# War Bonet Gary Paint?



## John J (Dec 29, 2007)

I am working on some hand rails.

Any one got a paint match for War Bonet Gray?

I need it to paint the hand rails ?

JJ


----------



## Dr Rivet (Jan 5, 2008)

JJ 

War bonnet is the Santa Fe paint scheme typically in red and silver or yellow and blue [freight]. Are you refering to the Southern Pacific "Bloody Nose" all grey with a red front on the F GP EMD uits and U boats from GE? Do not confuse this with the older SP mostly black with silver and red stripes commonly known as the "Black Widow" paint scheme. This was used on road units at the same time that the switchers were painted black with orange lettering and "tiger stripes". I lived in Tucson during the transition between the Black Widow and Bloody Nose locomotives in the early 1960s. 

Floquil and others have made an SP grey which is darker than UP "Harbor Mist". If you do any weathering on your locos, Krylon's grey primer would probably work fine for the hand rails. 

check this link ==> http://www.valleymodeltrains.com/website/270-110000_Floquil.pdf to see "relative differences" in paint color for "named RR colors. 

Hope this is useful info in your quest. 

Regards


----------



## John J (Dec 29, 2007)

It may be silver......It looks gray to me. 

This is what I am talking about.


----------



## Greg Stevens (Jan 3, 2008)

JJ,

Try using Floquil "Old Silver". Not nearly as shinny as regular silver. It might be exactly what you're looking for. Good Luck.


----------



## Dr Rivet (Jan 5, 2008)

JJ 

I agree with Greg on his recommendation. FYI, the original Santa Fe passenger diesels were not painted the silver color, they used stainless steel panels on the side of the locomotive, just as the new light weight passenger cars did. The later freighth engines, like your model, were painted in a silver color.

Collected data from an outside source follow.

PR #2052, opened 2025-04-18
update win-iconv to v0.0.9

Totto16:
follow up of #2048


subprojects/packagefiles/win-iconv/meson.build
```diff
@@ -27,7 +27,7 @@ elif get_option('default_library') == 'shared'
   c_lib_args += '-DMAKE_DLL'
 endif
 
-src_files = files('win_iconv.c')
+src_files = files('iconv.h', 'localcharset.h', 'win_iconv.c')
```
bgilbert, line 30: Headers [don't need to be included](https://mesonbuild.com/FAQ.html#do-i-need-to-add-my-headers-to-the-sources-list-like-in-autotools) in library/executable sources.

PR #2054, opened 2025-04-19
sanity_checks: auto-disable fatal warnings if CMake warning is in logs

bgilbert:
New Meson releases sometimes add dubious warnings that break existing packages built with `--fatal-meson-warnings`, which is the WrapDB default. Add a mechanism to detect when setup fails on a warning that matches a regex and automatically rerun setup without `--fatal-meson-warnings`.  This is a large hammer, but allows us to continue making forward progress in this repo while fixes percolate into Meson.

For now, match the new warning in 1.7.1+ that triggers if CMake is used to detect a dependency when the `Find*.cmake` file is shipped with CMake itself and the dependency is not available.  This shouldn't be fatal, and in fact it triggers even for optional dependencies.

### DIFF
--- a/ci_config.json
+++ b/ci_config.json
@@ -806,11 +806,9 @@
     "skip_tests": true
   },
   "minizip-ng": {
-    "_comment": "Fatal warnings disabled because CMake is unhappy: https://github.com/mesonbuild/meson/pull/14216",
     "build_options": [
       "minizip-ng:tests=enabled"
-    ],
-    "fatal_warnings": false
+    ]
   },
   "mpdecimal": {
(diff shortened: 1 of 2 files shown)


bgilbert:
Warning added in https://github.com/mesonbuild/meson/pull/14216.  There's some post-merge discussion there.

bgilbert:
Proposed Meson fix in https://github.com/mesonbuild/meson/pull/14496.

bgilbert:
I'd like to get this landed to unblock CI.  Anyone want to take a look?

neheb (approved):

PR #2038, opened 2025-04-10
spdlog: opinions

bgilbert:
Drop support for the bundled copy of fmt.  For cases where fmt isn't already available, fmt is in WrapDB.  Don't use a random copy shipped with spdlog.

Also compile the library by default, and adjust the soname to match upstream.

PR #2059, opened 2025-04-21
spdlog: install library

stephanlachnit:
Fixup for https://github.com/mesonbuild/wrapdb/pull/2038: installations fail since the shared library is not installed


bgilbert:
Yup, thanks!

PR #2063, opened 2025-04-23
sdl3_image patch: adding missing 'IMG.c' to img_src files

robertomorrison0:
'IMG.c' was missing from the img_src files, so some functions like `IMG_Load` were missing


bgilbert:
You'll need to add a revision bump to `releases.json`.

robertomorrison0:
I realized that this needs more work, as it won't work as expected and platform support is not there.
I'll open another pull request, when this is ready.

PR #2066, opened 2025-04-25
SDL3_image: update

robertomorrison0:
I based this on the SDL2_image wrap and was only able to test it on Arch Linux.
Functions like 'IMG_Load' are available now.


releases.json
```diff
@@ -3496,7 +3496,7 @@
       "sdl3_image"
     ],
     "versions": [
-      "3.2.4-1"
+      "3.2.4-2"
     ]
```
jpakkane, line 3500: You need to add a new entry at the top. Do not delete the old one.

robertomorrison0: Thanks, I removed the merge commit and added the old version entry back in

jpakkane: JSON does not support having a comma at the end of an array.

robertomorrison0: Sorry for all this errors, I usually use json-c, where that is not a problem. Thank you for your patience.

robertomorrison0: As I just fixed some problems in the existing version, I didn't expect it was not compatible with the sdl3 version, that is used in the wrapdb. Should I downgrade this? I'm currently looking into updating the sdl3 wrap too, but I don't know, if/when I have the time too finish that.

PR #2067, opened 2025-04-26
Sdl3: Update to 3.2.10

robertomorrison0:
Moving to most recent release, as the sdl3_image wrap (3.2.4) depends on sdl3 >= 3.2.6


subprojects/packagefiles/sdl3/meson.build
```diff
@@ -278,9 +291,9 @@ elif host_machine.system() == 'windows'
   cdata.set('SDL_XINPUT', 1)
   cdata.set('SDL_TIMER_WINDOWS', 1)
   sdl_deps += cc.find_library('version')
-  sdl_deps += cc.find_library('imm32')
-  sdl_deps += cc.find_library('setupapi')
-  sdl_deps += cc.find_library('winmm')
+  sdl_deps += cc.find_library('Imm32')
+  sdl_deps += cc.find_library('SetupAPI')
+  sdl_deps += cc.find_library('Winmm')
```
HeliumAnt, line 296: these should stay lowercase, otherwise breaks crosscompile, see #1992

neheb: it's lowercase on windows too. That mixed case is an MSDN documentation bug.

jpakkane:
Looks good, please squash to a single commit.

PR #2069, opened 2025-04-27
Add atomic_queue wrap

stephanlachnit:
https://github.com/max0x7ba/atomic_queue


stephanlachnit:
MacOS tests fail due to a header included which uses linux pthread functions. Should be solved via https://github.com/max0x7ba/atomic_queue/pull/80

Nice photo of your locos on the bridge. 

Regards


----------



## San Juan (Jan 3, 2008)

Posted By Dr Rivet on 24 Aug 2010 02:57 AM 
FYI, the original Santa Fe passenger diesels were not painted the silver color, they used stainless steel panels on the side of the locomotive, just as the new light weight passenger cars did. The later freight engines, like your model, were painted in a silver color. Nice photo of your locos on the bridge. 

Regards 
The first delivery of passenger F3s had painted silver sides. The second order had stainless steel side panels.

Santa Fe F3s (Passenger) 


The few FTs that were temporaily converted to passenger units also never had stainless steel side pannels.

Santa Fe FTs (Passenger) 



JJ,

Another color you might want to try out is Santa Fe silver.


Polly Scale Santa Fe Silver 














Based on Santa Fe paint diagrams, many of their handrails were painted aluminum. HO modelers prefer either Floquil Platinum Mist or Scalecoat Aluminum to represent this color. (Scalecoat I if painting metal, Scalecoat II if painting plastic). I'm a big fan of Scalecoat Aluminum. I've used it on all of my Rio Grande locomotive repaints, as well as for the main body paint for our scratchbuilt Silver Vista car.


Floquil Platinum Mist 












Scalecoat Aluminum


----------



## pimanjc (Jan 2, 2008)

JJ, 
Take your SD45 to an automotive paint supply shop. They can check the exact color and mix up some acyrlic. You can specify either flat, satin, or gloss. This is what I did for the paint on the M-190 [only I used a USAT engine]. I suggest using glossy since decals will apply easier, and can be later sprayed with clear satin or flat.
On the handrails, any of it should work. Spray it with either an airbrush or you can buy a refillable rattle can from the paint shop.


Jim Carter


----------



## John J (Dec 29, 2007)

I never thoguht of Auto Motive paint soupply house. There is a huge one in Mesa


----------